Violent game legislation misses the mark yet again
Yesterday, I posted about a bill which seeks to legally enforce ESRB ratings. The first questions several of our commenters posed were, more or less, “What? This again?”
You can check out the story to learn more about H.R. 287, but suffice it to say the bill would add legal teeth in the form of a maximum $5,000 fine to the voluntary agreement between video game retailers and the Entertainment Software Association–the agreement which makes sure all of the games retailers sell have a familiar little black-and-white label on the front, and that kids can’t buy those games if the label reads “M” or “AO.”

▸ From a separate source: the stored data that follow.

PR #76, opened 2019-08-29
feat: added nodejs runtime name and version to user-agent string

### LINKED ISSUE #72: Add Node.js runtime name + version to user-agent string
We should add `node/{version}` to the end of the user-agent string, e.g `node/12.4.1`:

```
${process.release.name}/${process.versions.node}
```

alemagio:
This is one of my first PR so any feedback is really appreciated

Fixes #72

### DIFF
--- a/index.js
+++ b/index.js
@@ -529,7 +529,7 @@ function getHeaders (opts) {
   const headers = {}
   if (opts.secretToken) headers['Authorization'] = 'Bearer ' + opts.secretToken
   headers['Accept'] = 'application/json'
-  headers['User-Agent'] = opts.userAgent + ' ' + pkg.name + '/' + pkg.version
+  headers['User-Agent'] = `${opts.userAgent} ${pkg.name}/${pkg.version}/${process.release.name}/${process.versions.node}`
   return Object.assign(headers, opts.headers)
 }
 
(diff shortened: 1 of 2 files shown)


index.js
```diff
@@ -529,7 +529,7 @@ function getHeaders (opts) {
   const headers = {}
   if (opts.secretToken) headers['Authorization'] = 'Bearer ' + opts.secretToken
   headers['Accept'] = 'application/json'
-  headers['User-Agent'] = opts.userAgent + ' ' + pkg.name + '/' + pkg.version
+  headers['User-Agent'] = `${opts.userAgent} ${pkg.name}/${pkg.version}/${process.release.name}/${process.versions.node}`
```
Qard: There should be a space before `${process.release.name}`, not a slash. We want the user agent to be something like `apm-nodejs-agent/1.2.3 apm-nodejs-http-client/1.2.3 node/1.2.3`. The first part comes from the agent, the second part is the `${pkg.name}/${pkg.version}` part, and we want to add is another name/version pair for the Node.js runtime.

alemagio: Thanks for the explanation
I hope is ok now :)

watson:
jenkins run the tests please

watson:
Looks great @alemagio! Congratulations on your first PR 💯 

The reason why the Travis tests fail on Node.js 6 is not related to your code, so all is good 👍

alemagio:
> Looks great @alemagio! Congratulations on your first PR 100
> 
> The reason why the Travis tests fail on Node.js 6 is not related to your code, so all is good +1

Yeah I tried node 6 on my machine and all tests passed
Thanks guys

The Video Games Ratings Enforcement Act sounds kind of similar, as our commenters pointed out, to the California law which banned the sale of violent games to minors. That law was never actually enforced, moving from court to court until it was struck down by the Supreme Court–the big one–in its 7-2 ruling on Brown v. Entertainment Merchants Association in 2011. So what makes Rep. Jim Matheson (D-Utah) think, if his bill were to become law, it wouldn’t suffer a similar fate?
Matheson had the good sense to use an established ratings system (which 68 percent of parents feel allows them to make an informed purchasing decision) as the bill’s acid test. Instead of complicated labels which a “reasonable person” might find apply to a game’s acts of violence (Is it “patently offensive?” Is it “depraved?”), the VGREA defers to the judgment of the Entertainment Software Ratings Board.
Did the ESRB rate the game “M for Mature” or “AO for Adults Only?” Then it can’t be sold to persons under the respective ages of 17 or 18.
Matheson wants this act to go arm in arm with the games industry, while Brown v. EMA wanted to hold the industry at arm’s length. But the ESA provided us with a statement which politely declines the invitation.
“The Entertainment Software Association (ESA) shares Representatives Matheson’s goal of ensuring parents maintain control over the entertainment enjoyed by their children. That is why we work with retailers and stakeholders to raise awareness about the proven Entertainment Software Rating Board (ESRB) system, the parental controls available on every video game console, and the importance of parents monitoring what games their children play.
“However, this type of legislation was already ruled unconstitutional and is a flawed
approach. Empowering parents, not enacting unconstitutional legislation, is the best
way to control the games children play.”
Is it fair to lump the VGREA together with the California law, when they employ substantially different means? From the decision Justice Antonin Scalia wrote in the Brown v. EMA decision, it would seem so.
Scalia said the effects violent video games have on children’s feelings of aggression were “both small and indistinguishable from effects produced by other media” in the studies presented by California. The same effects were found “when children watch cartoons starring Bugs Bunny or the Road Runner, or when they play video games like Sonic the Hedgehog that are rated ‘E,’ or even when they ‘view a picture of a gun.’”
“Of course, California has (wisely) declined to restrict Saturday morning cartoons, the sale of games rated for young children, or the distribution of pictures of guns. The consequence is that its regulation is wildly underinclusive when judged against its asserted justification, which in our view is alone enough to defeat it. Underinclusiveness raises serious doubts about whether the government is in fact pursuing the interest it invokes, rather than disfavoring a particular speaker or viewpoint.”
The VGREA is similarly underinclusive. Scalia went on to say the California law was also overinclusive, because “[n]ot all of the children who are forbidden to purchase violent video games on their own have parents who care whether they purchase violent video games,” and therefore was not narrowly tailored enough to assist parents. The VGREA is similarly overinclusive.
To be fair, 87 percent of the time those children are still unable to buy mature-rated games from retailers who voluntarily adhere to ESRB recommendations, according to a 2011 FTC survey. It found that video game retailers are easily the most effective at enforcing rating age requirements compared to music and movie stores and theaters.
I think the games industry should take more responsibility for its content, and consider how its deservedly shoddy public image contributes to this sort of recurring legislation.
But neither of those problems, nor any others, will be solved by H.R. 287.